* _Aim of the task_
Provide again, from the entries below, every line from the one containing "rebeccahum: @felipeelia I" through the one containing "felipeelia: It does", exactly as written, and no other line.

=======

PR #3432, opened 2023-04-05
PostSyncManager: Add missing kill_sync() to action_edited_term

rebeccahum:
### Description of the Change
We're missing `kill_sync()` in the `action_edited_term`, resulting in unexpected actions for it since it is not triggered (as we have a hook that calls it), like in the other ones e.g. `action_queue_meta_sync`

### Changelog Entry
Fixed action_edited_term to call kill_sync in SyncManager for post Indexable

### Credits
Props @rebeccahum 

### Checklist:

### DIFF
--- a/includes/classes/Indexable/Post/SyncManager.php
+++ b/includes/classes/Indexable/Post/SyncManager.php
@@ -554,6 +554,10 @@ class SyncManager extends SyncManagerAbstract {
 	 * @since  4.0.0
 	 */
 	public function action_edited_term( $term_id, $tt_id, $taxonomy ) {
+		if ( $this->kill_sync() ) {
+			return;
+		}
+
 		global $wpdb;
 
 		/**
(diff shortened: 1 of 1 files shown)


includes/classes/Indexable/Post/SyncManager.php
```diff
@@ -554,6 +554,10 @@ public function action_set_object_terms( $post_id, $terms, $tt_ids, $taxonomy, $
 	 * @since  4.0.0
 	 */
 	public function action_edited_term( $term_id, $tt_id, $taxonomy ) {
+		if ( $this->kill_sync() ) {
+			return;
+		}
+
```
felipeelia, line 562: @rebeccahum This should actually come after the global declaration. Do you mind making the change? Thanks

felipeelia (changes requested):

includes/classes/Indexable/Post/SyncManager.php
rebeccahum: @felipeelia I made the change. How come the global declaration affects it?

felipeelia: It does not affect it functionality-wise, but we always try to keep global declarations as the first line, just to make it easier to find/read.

=======

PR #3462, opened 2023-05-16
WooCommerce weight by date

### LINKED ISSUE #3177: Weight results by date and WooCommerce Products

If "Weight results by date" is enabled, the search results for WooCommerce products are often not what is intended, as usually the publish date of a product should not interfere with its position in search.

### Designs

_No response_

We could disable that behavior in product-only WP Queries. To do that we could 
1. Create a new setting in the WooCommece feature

=======

* _Task solution_
rebeccahum: @felipeelia I made the change. How come the global declaration affects it?

felipeelia: It does not affect it functionality-wise, but we always try to keep global declarations as the first line, just to make it easier to find/read.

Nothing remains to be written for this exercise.